[Stored data]
PR #49, opened 2020-03-04
[FLINK-16396] [kafka] Allow null keys for the YAML generic Kafka egress

tzulitai:
A followup-fix for #46, which allows the key to be `null`.
In this case, Kafka will perform round-robin partitioning (assuming the user did not configure a partitioner in the Kafka client properties) on the written producer records.


tzulitai:
cc @igalshilman

tzulitai:
Thanks, merging ...

PR #50, opened 2020-03-04
[FLINK-16415] [core] Add format versioning to YAML-ized modules

tzulitai:
This PR adds a required `version` field to YAML-ized modules.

## PROBLEM STATEMENT
Return each entry without altering a single word.

## SOLUTION FOR THIS PROBLEM
PR #49, opened 2020-03-04
[FLINK-16396] [kafka] Allow null keys for the YAML generic Kafka egress

tzulitai:
A followup-fix for #46, which allows the key to be `null`.
In this case, Kafka will perform round-robin partitioning (assuming the user did not configure a partitioner in the Kafka client properties) on the written producer records.


tzulitai:
cc @igalshilman

tzulitai:
Thanks, merging ...

PR #50, opened 2020-03-04
[FLINK-16415] [core] Add format versioning to YAML-ized modules

tzulitai:
This PR adds a required `version` field to YAML-ized modules.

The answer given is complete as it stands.